Solvolysis of Borolithochromes.

Isolated pigments were dissolved in methanol (0.02% H₂O, according to Karl Fischer titration) containing 0.1% trifluoroacetic acid (vol/vol). The solution was stored at 50 °C for 30 min, and the reaction was monitored by HPLC-DAD-ESI-MS under the same conditions described above.

H/D Exchange Experiments and MS Analysis.

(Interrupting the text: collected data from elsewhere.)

PR #283, opened 2019-02-11
Add SingleValueExpression to type ValueExpressions that always return a single value

### LINKED ISSUE #70: Add type mechanism for single value list expressions

jvdb:
This PR merges to the branch of #282. So please review that first.

Introduces `SingleValueExpression` as proposed in #70.

Instead of the `ImmutableList<Value>` that is returned by `ValueExpression.eval(...)`, `SingleValueExpression` has a `evalSingle(...)` method with the same arguments that returns an `Optional<Value>`. `SingleValueExpression` extends `ValueExpression`, so that it can be used wherever a `ValueExpression` is required.

The default implementation of the `eval(...)` method on `SingleValueExpression` converts an empty result of `evalSingle(...)` to an empty list, otherwise the returned value is stored as single value in the returned list.

Converted to `SingleValueExpression` are:

1. `Token` arguments:
   1. the `size` argument of `Def`
   2. the `size` argument of `Nod` (essentially just a proxy for `Def`)
   2. the `n` argument of `RepN`
2. `ValueExpression` implementations:
   1. `CurrentOffset`
   2. `CurrentIteration`
   3. `Const`
   4. `First`
   5. `Last`
   6. `Count`
   7. `Self`
3. `ValueExpression` arguments:
   1. the `count` argument of `Expand`
   2. the `initial` argument of `Fold`

Tasks:
 - [x] The `Fold` implementations themselves should also be converted, not just (some of) the argument(s).
 - [x] Resolve static analysis tools results.

The unaddressed tasks that was in the list concerning refactoring the type of `Fold`'s `reducer` argument now has its own issue: #284.

This PR resolves #70.

### DIFF
--- a/core/src/main/java/io/parsingdata/metal/Shorthand.java
+++ b/core/src/main/java/io/parsingdata/metal/Shorthand.java
@@ -91,7 +91,7 @@ import io.parsingdata.metal.token.While;
 public final class Shorthand {
 
     public static final Token EMPTY = def(EMPTY_NAME, 0L);
-    public static final ValueExpression SELF = new Self();
+    public static final SingleValueExpression SELF = new Self();
     public static final SingleValueExpression CURRENT_OFFSET = new CurrentOffset();
     public static final SingleValueExpression CURRENT_ITERATION = new CurrentIteration(con(0));
     public static final Expression TRUE = new True();
--- a/core/src/main/java/io/parsingdata/metal/Shorthand.java
+++ b/core/src/main/java/io/parsingdata/metal/Shorthand.java
@@ -200,11 +200,11 @@ public final class Shorthand {
     public static ValueExpression elvis(final ValueExpression left, final ValueExpression right) { return new Elvis(left, right); }
     public static SingleValueExpression count(final ValueExpression operand) { return new Count(operand); }
     public static ValueExpression foldLeft(final ValueExpression values, final BinaryOperator<ValueExpression> reducer) { return new FoldLeft(values, reducer, null); }
-    public static ValueExpression foldLeft(final ValueExpression values, final BinaryOperator<ValueExpression> reducer, final ValueExpression initial) { return new FoldLeft(values, reducer, initial); }
+    public static ValueExpression foldLeft(final ValueExpression values, final BinaryOperator<ValueExpression> reducer, final SingleValueExpression initial) { return new FoldLeft(values, reducer, initial); }
     public static ValueExpression foldRight(final ValueExpression values, final BinaryOperator<ValueExpression> reducer) { return new FoldRight(values, reducer, null); }
-    public static ValueExpression foldRight(final ValueExpression values, final BinaryOperator<ValueExpression> reducer, final ValueExpression initial) { return new FoldRight(values, reducer, initial); }
+    public static ValueExpression foldRight(final ValueExpression values, final BinaryOperator<ValueExpression> reducer, final SingleValueExpression initial) { return new FoldRight(values, reducer, initial); }
     public static ValueExpression fold(final ValueExpression values, final BinaryOperator<ValueExpression> reducer) { return foldRight(values, reducer); }
-    public static ValueExpression fold(final ValueExpression values, final BinaryOperator<ValueExpression> reducer, final ValueExpression initial) { return foldRight(values, reducer, initial); }
+    public static ValueExpression fold(final ValueExpression values, final BinaryOperator<ValueExpression> reducer, final SingleValueExpression initial) { return foldRight(values, reducer, initial); }
     public static ValueExpression rev(final ValueExpression values) { return new Reverse(values); }
     public static ValueExpression exp(final ValueExpression base, final SingleValueExpression count) { return new Expand(base, count); }
     public static BinaryValueExpression mapLeft(final BiFunction<ValueExpression, ValueExpression, BinaryValueExpression> func, final ValueExpression left, final ValueExpression rightExpand) { return func.apply(left, exp(rightExpand, count(left))); }
--- a/core/src/main/java/io/parsingdata/metal/Shorthand.java
+++ b/core/src/main/java/io/parsingdata/metal/Shorthand.java
@@ -196,15 +196,15 @@ public final class Shorthand {
     public static SingleValueExpression iteration(final int level) { return iteration(con(level)); }
     public static SingleValueExpression iteration(final ValueExpression level) { return new CurrentIteration(level); }
     public static ValueExpression cat(final ValueExpression left, final ValueExpression right) { return new Cat(left, right); }
-    public static ValueExpression cat(final ValueExpression operand) { return new FoldCat(operand); }
+    public static SingleValueExpression cat(final ValueExpression operand) { return new FoldCat(operand); }
     public static ValueExpression elvis(final ValueExpression left, final ValueExpression right) { return new Elvis(left, right); }
     public static SingleValueExpression count(final ValueExpression operand) { return new Count(operand); }
-    public static ValueExpression foldLeft(final ValueExpression values, final BinaryOperator<ValueExpression> reducer) { return new FoldLeft(values, reducer, null); }
-    public static ValueExpression foldLeft(final ValueExpression values, final BinaryOperator<ValueExpression> reducer, final SingleValueExpression initial) { return new FoldLeft(values, reducer, initial); }
-    public static ValueExpression foldRight(final ValueExpression values, final BinaryOperator<ValueExpression> reducer) { return new FoldRight(values, reducer, null); }
-    public static ValueExpression foldRight(final ValueExpression values, final BinaryOperator<ValueExpression> reducer, final SingleValueExpression initial) { return new FoldRight(values, reducer, initial); }
-    public static ValueExpression fold(final ValueExpression values, final BinaryOperator<ValueExpression> reducer) { return foldRight(values, reducer); }
-    public static ValueExpression fold(final ValueExpression values, final BinaryOperator<ValueExpression> reducer, final SingleValueExpression initial) { return foldRight(values, reducer, initial); }
+    public static SingleValueExpression foldLeft(final ValueExpression values, final BinaryOperator<ValueExpression> reducer) { return new FoldLeft(values, reducer, null); }
+    public static SingleValueExpression foldLeft(final ValueExpression values, final BinaryOperator<ValueExpression> reducer, final SingleValueExpression initial) { return new FoldLeft(values, reducer, initial); }
+    public static SingleValueExpression foldRight(final ValueExpression values, final BinaryOperator<ValueExpression> reducer) { return new FoldRight(values, reducer, null); }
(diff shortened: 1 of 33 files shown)


core/src/main/java/io/parsingdata/metal/expression/value/SingleValueExpression.java
```diff
@@ -0,0 +1,46 @@
...
+
+import io.parsingdata.metal.data.ImmutableList;
+import io.parsingdata.metal.data.ParseState;
+import io.parsingdata.metal.encoding.Encoding;
+
+/**
+ * Interface for all SingleValueExpression implementations.
+ * <p>
+ * A SingleValueExpression is an expression that is evaluated by executing its
+ * {@link #eval(ParseState, Encoding)} method. It yields an {@link Optional}
```
rdvdijk: ```#evalSingle```

core/src/main/java/io/parsingdata/metal/expression/value/reference/Self.java
```diff
@@ -16,22 +16,23 @@
...
  * added to the parse state.
  */
-public class Self implements ValueExpression {
+public class Self implements SingleValueExpression {
 
     @Override
-    public ImmutableList<Value> eval(final ParseState parseState, final Encoding encoding) {
-        return parseState.order.current().map(ImmutableList::<Value>create).orElseGet(ImmutableList::new);
+    public Optional<Value> evalSingle(final ParseState parseState, final Encoding encoding) {
+        return parseState.order.current().flatMap(Optional::of);
```
rdvdijk: Ah, here is the upcast :wink:

core/src/main/java/io/parsingdata/metal/token/RepN.java
```diff
@@ -20,48 +20,42 @@
...
-            return failure();
-        }
-        final BigInteger count = counts.head.asNumeric();
-        return parse(environment, env -> env.parseState.iterations.head.right.compareTo(count) >= 0, env -> failure());
+        return n.evalSingle(environment.parseState, environment.encoding)
+            .filter(count -> !count.equals(NOT_A_VALUE))
+            .flatMap(count -> parse(environment, env -> env.parseState.iterations.head.right.compareTo(count.asNumeric()) >= 0, env -> failure()));
     }
-
+
```
rdvdijk: (Extreme nitpick: remove spaces.)

core/src/main/java/io/parsingdata/metal/expression/value/Expand.java
```diff
@@ -56,11 +58,11 @@ public Expand(final ValueExpression bases, final ValueExpression count) {
...
         }
-        final ImmutableList<Value> countList = count.eval(parseState, encoding);
-        if (countList.size != 1 || countList.head.equals(NOT_A_VALUE)) {
-            throw new IllegalArgumentException("Count must evaluate to a single non-empty value.");
+        final Optional<Value> countValue = count.evalSingle(parseState, encoding);
+        if (!countValue.isPresent() || countValue.get().equals(NOT_A_VALUE)) {
+            throw new IllegalArgumentException("Count must evaluate to a non-empty countable value.");
         }
-        return expand(baseList, countList.head.asNumeric().intValueExact(), new ImmutableList<>()).computeResult();
+        return expand(baseList, countValue.get().asNumeric().intValueExact(), new ImmutableList<>()).computeResult();
```
rdvdijk: Is it possible to do `return countValue.filter(!NOT_A_VALUE).map(expand(...)).orElseThrow()` here?

core/src/test/java/io/parsingdata/metal/ByteLengthTest.java
```diff
@@ -53,8 +54,8 @@
     // but Len will become useful when Let is implemented
     private static final Token STRING = seq(
         def("length", 1),
-        def("text1", ref("length")),
-        def("text2", len(ref("text1"))));
+        def("text1", last(ref("length"))),
+        def("text2", last(len(ref("text1")))));
```
rdvdijk: (You mentioned this offline, and I must it does create some noise...)

core/src/test/java/io/parsingdata/metal/IterateTest.java
```diff
@@ -41,11 +42,11 @@
 
     private static final Token repNToken =
         seq(any("n"),
-            repn(def("x", con(1), gtNum(con(1))), ref("n")),
+            repn(def("x", con(1), gtNum(con(1))), last(ref("n"))),
             def("f", con(1), eq(con(42))));
 
     private static final Token repBrokenNToken =
-        seq(repn(any("x"), div(con(1), con(0))),
+        seq(repn(any("x"), last(div(con(1), con(0)))),
```
rdvdijk: (This looks pretty confusing, to be honest, even though it makes total sense.)

jvdb: Agreed! This is one of those cases where we'd like to have `SingleValueExpression`-_versions_ of common operations such as the logical and math operators.

core/src/main/java/io/parsingdata/metal/Shorthand.java
```diff
@@ -90,22 +91,22 @@
...
+    public static final SingleValueExpression CURRENT_ITERATION = new CurrentIteration(con(0));
     public static final Expression TRUE = new True();
 
     private Shorthand() {}
 
-    public static Token def(final String name, final ValueExpression size, final Expression predicate, final Encoding encoding) { return post(def(name, size, encoding), predicate); }
-    public static Token def(final String name, final ValueExpression size, final Expression predicate) { return def(name, size, predicate, null); }
-    public static Token def(final String name, final ValueExpression size, final Encoding encoding) { return new Def(name, size, encoding); }
-    public static Token def(final String name, final ValueExpression size) { return def(name, size, (Encoding)null); }
+    public static Token def(final String name, final SingleValueExpression size, final Expression predicate, final Encoding encoding) { return post(def(name, size, encoding), predicate); }
```
ccreeten: Now I see this, and I can't recall why: what is the reason we do not allow a list of sizes? Apart from that it could be written down differently (and better?), and that there are not really use cases for it then. Is it an arbitrary choice? Just curious, I think it makes sense of course.

core/src/main/java/io/parsingdata/metal/Shorthand.java
```diff
@@ -172,40 +173,40 @@ private Shorthand() {}
...
+    public static SingleValueExpression con(final long value, final Encoding encoding) { return con(ConstantFactory.createFromNumeric(value, encoding)); }
+    public static SingleValueExpression con(final String value) { return con(value, DEFAULT_ENCODING); }
+    public static SingleValueExpression con(final String value, final Encoding encoding) { return con(ConstantFactory.createFromString(value, encoding)); }
+    public static SingleValueExpression con(final Value value) { return new Const(value); }
+    public static SingleValueExpression con(final Encoding encoding, final int... values) { return new Const(new CoreValue(createFromBytes(toByteArray(values)), encoding)); }
+    public static SingleValueExpression con(final int... values) { return con(DEFAULT_ENCODING, values); }
+    public static SingleValueExpression con(final byte[] value) { return con(value, DEFAULT_ENCODING); }
+    public static SingleValueExpression con(final byte[] value, final Encoding encoding) { return con(ConstantFactory.createFromBytes(value, encoding)); }
     public static ValueExpression len(final ValueExpression operand) { return new Len(operand); }
```
ccreeten: I recall reading you didn't want to change all expressions at once, can't seem to find it now though. But to make sure: `len` will also be a single expression right?

core/src/main/java/io/parsingdata/metal/expression/value/Fold.java
```diff
@@ -31,46 +32,46 @@
...
-public abstract class Fold implements ValueExpression {
+public abstract class Fold implements SingleValueExpression {
 
     public final ValueExpression values;
     public final BinaryOperator<ValueExpression> reducer;
-    public final ValueExpression initial;
+    public final SingleValueExpression initial;
 
-    public Fold(final ValueExpression values, final BinaryOperator<ValueExpression> reducer, final ValueExpression initial) {
+    public Fold(final ValueExpression values, final BinaryOperator<ValueExpression> reducer, final SingleValueExpression initial) {
```
ccreeten: Could we sometime update the shorthand to pass an expression evaluation to empty instead of these nulls? Cleans up the implementation below as well.

core/src/main/java/io/parsingdata/metal/expression/value/reference/Nth.java
```diff
@@ -44,9 +43,9 @@
  * <code>indices</code> (both {@link ValueExpression}s). Both operands are
  * evaluated. Next, the resulting values of evaluating <code>indices</code> is
  * used as a list of integer indices into the results of evaluating
- * <code>values</code>. For every invalid index (such as
- * {@link Optional#empty()}, a negative value or an index that is out of
- * bounds) empty is returned.
+ * <code>values</code>. For every invalid index (<code>NOT_A_VALUE</code>, a
```
ccreeten: `{@link NotAValue#NOT_A_VALUE}`?

core/src/main/java/io/parsingdata/metal/expression/value/reference/Self.java
ccreeten: Not `.map(identity())`? :stuck_out_tongue_closed_eyes:

core/src/test/java/io/parsingdata/metal/ByteLengthTest.java
ccreeten: For len it will dissappear I guess. For ref, well... Java does support return type overloading on the bytecode level :smiling_imp:

core/src/main/java/io/parsingdata/metal/Shorthand.java
jvdb: I think we just decided that if you want a list of `def`s, you just need to use `seq` (with `repn` as dynamic alternative).

core/src/main/java/io/parsingdata/metal/Shorthand.java
jvdb: No, but you're talking about `count` 😅

ccreeten: Doh! Little bit confusing... :yum:

core/src/main/java/io/parsingdata/metal/expression/value/reference/Self.java
jvdb: @ccreeten: Oh I actually like that one better...

core/src/main/java/io/parsingdata/metal/expression/value/Expand.java
jvdb: Wow indeed!

core/src/main/java/io/parsingdata/metal/expression/value/Fold.java
jvdb: This is part of #187, but I agree it's a reasonably small part and can quickly make things better.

For H/D exchange experiments, DMSO extracts and isolated fractions dissolved in DMSO were diluted either 3:7 in acetonitrile/H₂O 6:1 (vol/vol) or 3:7 in acetonitrile/D₂O 6:1 (vol/vol) and delivered to the ESI interface (Agilent 6520 Q-TOF LC/MS mass spectrometer) via a syringe pump at 25 μL min⁻¹. Mass spectra were acquired in the negative-ion mode (nebulizer gas pressure, 20 psi; drying gas flow, 5 L min⁻¹; drying gas temperature, 325 °C; capillary voltage, 3.5 kV) over an m/z range of 100–1,300. Mass calibration was obtained using trifluoroacetic acid and the HP-0921 trifluoroacetic acid adduct (C₂₀H₁₈O₈N₃P₃F₂₇) introduced via a reference sprayer.

¹¹B NMR.

The ¹¹B NMR measurements were done using a part (13.6 g) from the large specimen (MNHN 23874) from Les Petites-Armoises. After dissolution of the carbonate with 10 M HCl, the organic residue was obtained as described above. Then the residue was directly extracted with a minimum volume (0.5 mL) of DMSO-d6. The ¹¹B NMR spectrum (192.54 MHz) was recorded at 298 K on a Bruker Avance DRX 600 NMR spectrometer using a 5-mm inverse triple probe (¹H, ¹³C, broadband) with triple-axis gradient coils. ¹¹B NMR chemical shifts were referenced externally to boron trifluoride etherate. The broad background signal from any boron-containing glasses used in the probe or in the sample tube was removed during the processing using Topspin version 2.1 (Bruker). Conversion of the experimental digital-filtered raw data to analog-filtered data was followed by backward linear prediction of the first 64 data points using 128 coefficients.

CD Spectroscopy.

CD spectra of individual pigments were recorded in DMSO at 20 °C on a Jasco J-810 spectropolarimeter using 1-mm quartz cuvettetes. Spectra were obtained by accumulation of 16 scans over the 250- to 600-nm wavelength range, and then smoothed using a 25-point Savitzky–Golay filter. Concentrations of the sample solutions were in the range of 6.3–11.6 μmol L⁻¹, as determined on a Varian CARY 100 Bio UV-visible spectrophotometer based on the long-wavelength absorption maximum of the crude pigment isolate in DMSO.

Boron Elemental Analysis of Carbonate.

The boron concentration of the oolitic limestone matrix of a S. jurassica specimen (NHMUK PAL PB V 67825) from Foss Cross was determined by laser ablation inductively coupled plasma MS. Data were acquired using a GeoLasC laser ablation system (MicroLas; wavelength 193 nm) and analyzed with a ELAN 6100 DRC quadrupole mass spectrometer (PerkinElmer). Boron concentrations from single hole measurements of matrix components and cement were in the range of 4.5–15.7 ppm.